I totally can rely with your experience with food -Thank you for putting it out there. Sending you love and good energy in your journey!
oh my! I just shed a little tear :) How great to see this. It was my practice and honestly I just loved gates of love and fullfillment. It seemed to be perfect timing for where I was in my practice. Somehow the wine cravings disappeared and now the coffee craving is disappearing. Going through my schedule last night I realized a little more fully why I was perhaps craving the coffee to get through my workday. (it always seems to be only on my work days not my days off that I want coffee).
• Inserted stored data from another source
PR #3670, opened 2024-09-18
Nuget fixes

freddydk:
NuGet feeds didn't work when using Containers / FilesOnly Containers

### DIFF
--- a/HelperFunctions.ps1
+++ b/HelperFunctions.ps1
@@ -1354,3 +1354,44 @@ function Write-GroupEnd {
         $bcContainerHelperConfig.IsAzureDevOps { Write-Host "##[endgroup]"; break }
     }
 }
+
+function CopySymbolsFromContainer {
+    Param(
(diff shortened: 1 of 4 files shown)


mazhelez (approved):

HelperFunctions.ps1
```diff
@@ -1354,3 +1354,44 @@ function Write-GroupEnd {
...
+        }
+        $paths | ForEach-Object {
+            $appFiles = $_.Split(',')
+            $appFile = ""
+            if (Test-Path -Path $appFiles[0]) {
+                $appFile = $appFiles[0]
+            }
+            elseif (Test-Path -path $appFiles[1]) {
+                $appFile = $appFiles[1]
+            }
```
jonasblunck, line 1388: Can be simplified into something like this:

$appFile = $_ -split "," | Where-Object { Test-Path ($_) } | Select -First 1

I thank you for your help Julia and the support here at FH. It has helped me find my way back to myself. I will come back with my homework later but one epiphany I realized is I love animals. I love all animals: petting them, holding them, singing to them. My husband and I have 3 dogs… I love every single one. They give us great joy and one thing I LOVE to do when I get home from work is walk my dogs in our lovely large yard. I think that is more nourishing to myself than drinking a glass of wine to unwind from work. Not that I am busting on wine but I know alcohol is not the best fertility drug and I used to give myself such a hard time for not giving it up before. However that craving seemed to disappear. I will be back later with homework but I am focusing on where I can find Joy and fun. Also a little passion. Hearing Julia talk last night about how it fueled her spirit to go to those resolve meetings and helped her with wanting to write her book – I want to feel that again too. I need to find where my passion is or where I can direct it to. The call was lovely last night – thanks to all the FH sisters and our great teacher!
Food is a really big one for me. I think I’m starting to learn that when my orphans take the wheel they drive straight into the fridge!